In this meetup, Kobi Salant - Data Platform Technical Lead & Vladi Feigin - Data System Architect, both from Liveperson will talk about : Making scale a non-issue for real-time Data apps.
Have you ever tried to build a system processing in real-time hundreds of thousands events per second and servicing more than 1M concurrent visitors?
We're going to talk about the LivePerson real-time stream processing solution doing exactly that. Learn how we empower digital call centers with insights for their critical decision making processes and never-ending efficiency goals.

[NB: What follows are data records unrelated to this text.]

PR #12513, opened 2025-09-19
[6.x] Add size prop to FieldsProvider and Textarea

jacksleight:
This PR adds a `size` prop to the `FieldsProvider` component, which is then passed down to the components that support it by the fieldtypes. This allows you to make an entire set of fields `sm` for example (but only for types that support `size`).

It also adds a `size` prop and variant classes to the `Textarea` component (may need some tweaking).

I did notice some inconsistency in border radius on the `xs` sizes. Button groups and selects are more rounded than text (and now textarea as well). Might be intentional but thought I'd mention it.

Screenshot 2025-09-19 at 17 03 52

If you're making a whole set of fields small there's probably an argument for reducing the labels and gaps between fields as well, but I'll leave that up to you. I'm using this in my Miniset addon and can always adjust things there with CSS if necessary.


jackmcdade:
My guess would be any weird inconsistencies come from the first place i needed a variant and just made it fit that particular case. I'll dig around and see about those borders because I'm with you — I'd much rather them be consistent as a system and override as needed.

➥🔝 7737669865 🔝▻ mahisagar Call-girls in Women Seeking Men 🔝mahisagar🔝 Esc...
Liveperson DLD 2015
1. DLD. Tel-Aviv. 2015
Making Scale a Non-Issue
for Real-Time Data Apps
Vladi Feigin, LivePerson
Kobi Salant, LivePerson
2. Agenda
Intro
About LivePerson
Digital Engagements
Call Center Use Case
Architecture
Zoom-In
3. Bio
Vladi Feigin
System Architect in LivePerson
18 years in software development
Interests : distributed computing, data, analytics and
martial arts
4. Bio
Kobi Salant
Data Platform Tech Lead in LivePerson
25 years in software development
Interests : Application performance, traveling and coffee
5. LivePerson
We do Digital Engagements
Agile and very technological
Real Big Data and Analytics company
Really cool place to work in
One of the SaaS pioneers
6 Data Centers across the world
Founded in 1995,
a public company
since 2000
(NASDAQ: LPSN)
More than 18,000
customers
worldwide
More than 1000
employees
7. We are Big Data
1.4 Million concurrent visits
1 Million events per second
2 billion site visits per month
27 million live engagements per month
Data freshness SLA (RT flow): up to 5 seconds
12. Call Center Operating
Digital engagement requires operating a call center in the
most efficient way
How to operate a call center in the most efficient way?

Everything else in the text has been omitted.